It lay in the snow just like an open necklace: a series of perfect snow angels, made by ravens.

It lay in the snow just like an open necklace: a series of perfect snow angels, made by ravens. The two sets of warty bird feet tracks, stencilled like a delicate chain, came at each other from opposite directions, and were linked in the middle by the indentations of both ravens pitching forward into the snow step after step with their wings outstretched. The two centre snow angels, from where the birds must have taken to the air, overlapped ever so slightly.

I smiled at this piece of completely symmetric snow art that our raven couple had placed right by the compost pile. One separate snow angel, maybe a test image, was off to the side: wings, tail, torso and head rendering the image of a raven in flight. As I put another fistful of dog fur on the compost, I wondered if the birds admired their creation from up in the air. It looked like a token of joy that our neighbours had left behind on their last compost pile raid, although it was more likely the simple difficulty of getting airborne from soft snow that had created the snow angels.

Now that their nest building efforts are in full swing, they’ve been coming by every day to sift through the coffee grounds and tea bags on our compost pile for food and upholstery material. Conveniently, our dogs are shedding their soft woolly undercoats, so I’ve been obliging the ravens by putting fluffy balls of brushed-out dog fur out there for them. The nest that last year was fashioned in a sprawling low bungalow style now has taken on alarming skyscraper proportions as the ravens keep building it taller and taller. Sam has already started to wonder if the endless supply of luxurious, if smelly, dog fur might not spur them on in their building efforts past all reason.

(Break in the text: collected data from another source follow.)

PR #2514, opened 2021-02-27
Lint: add eslint rule for linting outputStrings

MaikoTan:


eslint/cactbot-output-strings.js
```diff
@@ -0,0 +1,111 @@
...
+            if (!outputStringProps) return;
+            const textFunctions = node
+              .properties
+              .filter((prop) => textProps.includes(prop.key.name))
+              .map((prop) => prop.value);
+            textFunctions.forEach((func) => {
+              if (t.isFunctionExpression(func) || t.isArrowFunctionExpression(func)) {
+                const param = func.params[2] && func.params[2].name;
+                const source = sourceCode.getText(func);
+                const m = source.match(new RegExp(`(?<=${param}\\.)(\\w+)(?=\\()`, 'g'));
```
quisquous, line 87: Can you `const param` => `const outputParam` for readability?

Do you need to check `if (!param) return;` here?

I think `(?<=${param}\\.)` should be `(?<=\b${param}\\.)` as well?

eslint/cactbot-output-strings.js
```diff
@@ -0,0 +1,111 @@
...
+      description: 'suggest outputStrings in cactbot',
+      category: 'Stylistic Issues',
+      recommended: true,
+      url: 'https://github.com/quisquous/cactbot/blob/main/docs/RaidbossGuide.md#trigger-elements',
+    },
+    fixable: 'code',
+    schema: [],
+    messages: {
+      noOutputStrings: 'no outputStrings in trigger',
+      notFoundProperty: 'not found \'{{prop}}\' in \'{{outputParam}}\'',
```
quisquous, line 45:
```suggestion
      notFoundProperty: 'no \'{{prop}}\' in \'{{outputParam}}\'',
```

eslint/cactbot-output-strings.js
```diff
@@ -0,0 +1,111 @@
...
+              .properties
+              .filter((prop) => textProps.includes(prop.key.name))
+              .map((prop) => prop.value);
+            textFunctions.forEach((func) => {
+              if (t.isFunctionExpression(func) || t.isArrowFunctionExpression(func)) {
+                const param = func.params[2] && func.params[2].name;
+                const source = sourceCode.getText(func);
+                const m = source.match(new RegExp(`(?<=${param}\\.)(\\w+)(?=\\()`, 'g'));
+                if (m) {
+                  m.forEach((output) => {
```
quisquous, line 89: `output` => `outputProperty`?

quisquous (commented):
I pulled this change locally and tried to get it to run with `npm run lint` or in VSCode but could not get it to generate any errors.  Am I missing someting?

MaikoTan:
Sorry, I wrote the wrong glob in eslint configuration file, now it shoild be working.

eslint/cactbot-output-strings.js
```diff
@@ -0,0 +1,111 @@
...
+            const textFunctions = node
+              .properties
+              .filter((prop) => textProps.includes(prop.key.name))
+              .map((prop) => prop.value);
+            textFunctions.forEach((func) => {
+              if (t.isFunctionExpression(func) || t.isArrowFunctionExpression(func)) {
+                const param = func.params[2] && func.params[2].name;
+                const source = sourceCode.getText(func);
+                const m = source.match(new RegExp(`(?<=${param}\\.)(\\w+)(?=\\()`, 'g'));
+                if (m) {
```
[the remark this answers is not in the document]
MaikoTan: Okay, i can do the refactoring soon.

eslint/cactbot-output-strings.js
MaikoTan: Yes, yes.

And in fact, there is an issue here. In somewhere, there are something like `output[func(xxx)]()` to dynamically invoke outputs, and cannot be catching by this regex, which can only catch `output.prop(`.

eslint/cactbot-output-strings.js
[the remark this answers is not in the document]
MaikoTan: Or should I extract them to be a new function?

eslint/cactbot-output-strings.js
quisquous: Yeah, I don't think there's anything to be done about using a variable.  Maybe typescript could help a little here, but it feels a bit unsolvable from a linting/testing perspective.

quisquous:
image

Is there a way to only highlight the particular output property rather than the entire function?

image

I understand that this is an error on the "whole trigger", but this is a bit jarring to have a huge error, especially when writing new triggers.  Is there some way to make this less loud? (Maybe only highlight the alertText?) Or maybe "missing output strings entirely" something better left for tests than syntax highlighting?

eslint/cactbot-output-strings.js
```diff
@@ -0,0 +1,112 @@
...
+    const sourceCode = context.getSourceCode();
+    const spreadNameMaps = new Map();
+    return {
+      VariableDeclarator(node) {
+        if (t.isIdentifier(node.id) && t.isObjectExpression(node.init))
+          spreadNameMaps.set(node.id.name, node.init.properties);
+      },
+      ObjectExpression(node) {
+        const propNames = getAllKeys(node.properties, spreadNameMaps);
+        if (propNames.includes('id') && propNames.some((name) => textProps.includes(name))) {
```
quisquous, line 58: I think this could be an early out as well.

MaikoTan:
> Is there a way to only highlight the particular output property rather than the entire function?

There is. It is just a bit complecated so I only check the source of whole function at the first time. I can change like that if you prefer.

> I understand that this is an error on the "whole trigger", but this is a bit jarring to have a huge error, especially when writing new triggers.  Is there some way to make this less loud? (Maybe only highlight the alertText?) Or maybe "missing output strings entirely" something better left for tests than syntax highlighting?

Sounds good to only highlight the `xxxText` property.

quisquous:
> > Is there a way to only highlight the particular output property rather than the entire function?
> 
> There is. It is just a bit complecated so I only check the source of whole function at the first time. I can change like that if you prefer.

If it's not too unreasonable, I think that'd be better?  If it's extremely complicated, then even just the alertText vs the entire text of the function would be better.

MaikoTan:
> > > Is there a way to only highlight the particular output property rather than the entire function?
> > 
> > There is. It is just a bit complecated so I only check the source of whole function at the first time. I can change like that if you prefer.
> 
> If it's not too unreasonable, I think that'd be better?  If it's extremely complicated, then even just the alertText vs the entire text of the function would be better.

AFAIK there are 2 ways to implement this, one is to calculate the relative position of the `output.prop` part, and generate `loc` for eslint dynamically. Another is complecated but robust, to search for `CallExpression` or `MemberExpression` in the current function.

quisquous:
> > > > Is there a way to only highlight the particular output property rather than the entire function?
> > > 
> > > 
> > > There is. It is just a bit complecated so I only check the source of whole function at the first time. I can change like that if you prefer.
> > 
> > 
> > If it's not too unreasonable, I think that'd be better?  If it's extremely complicated, then even just the alertText vs the entire text of the function would be better.
> 
> AFAIK there are 2 ways to implement this, one is to calculate the relative position of the `output.prop` part, and generate `loc` for eslint dynamically. Another is complecated but robust, to search for `CallExpression` or `MemberExpression` in the current function.

I think given that you're already searching for it via a regular expression, searching again to find its position doesn't seem too awkward.  I think if you were going to do the robust search, then I'd probably say finding the errors in the first place should be done that way.  I think either is fine.

MaikoTan:
I found that ESLint has a `getScope()` function which helps fetching variables declared in code, I think at least I can change the current code to use this function rather than mentain variables by the rule itself, and increase a little bit of robustness.
Also the "report output properties positions" issue can be done with it, too. I will work on it this evening when I have time.

MaikoTan:
image

image

Now the highlight scope is minified.

Use ESLint's selector syntax, which I am not very familiar with it.
Hope it would apply to all kinds of outputs (except computed indexing)

quisquous:
Thanks! This is great!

But I can’t help myself sneaking nesting materials and also a treat like an egg, a bit of dog food, on the compost pile for them every now and then. On their way to the nest, the ravens often stop on the dead crown of a tall spruce by our cabin to cache some of the soft nest padding and call out to each other, to the world in general in their smokey whisky voices.

Swaying gently in the breeze, the ravens tuck the enormous tufts of fur that they grabbed from the compost underneath their feet, pluck out a small sample and hold it in their beak for a while, seemingly lost in thought as they survey their kingdom. After a while, they shove the fur in between the maze of small branches until eventually the perfect amount is left over for the flight to their nest.

When there are no new offerings on the compost, the ravens march like royalty through the snowy garden over to the chicken coop, while our poultry scatter and huddle like so many peasants in their little shack. Maybe it is a corvid experiment in cause and effect: if they walk once around the greenhouse, if they make snow angels, will more soft dog fur appear on the compost? What action of theirs might lead to dog fur plus an egg?

Strangely, the grey jays that have been frequenting our dish water disposal site steer clear of the compost, preferring apparently to peck at the sodden crumbs we rinsed out of our pots and pans. Maybe they’ve investigated the compost earlier and found it lacking or they prefer to keep their distance from the ravens. Since we don’t have a bird feeder, this whole feeding of the ravens and jays is a bit of a novelty still. Our jays seem to be somewhat slow learners: when I repeatedly tossed them some dog kibble, only one out of the three birds took an interest in it and eagerly ate and cached it, while the other two looked on without much interest.

We are waiting now for the ravens to get on with their egg-laying and brooding business. I like to imagine how the pimply naked young will snuggle deep into the dog wool, comfy and warm in their skyscraper nest, until they are old enough to raise their heads over the rim and look with wonder at the expanse of forests, the mountains framing in their world.

Lisa Hasselbring is a writer who lives at the headwaters of the Yukon

River south of Whitehorse.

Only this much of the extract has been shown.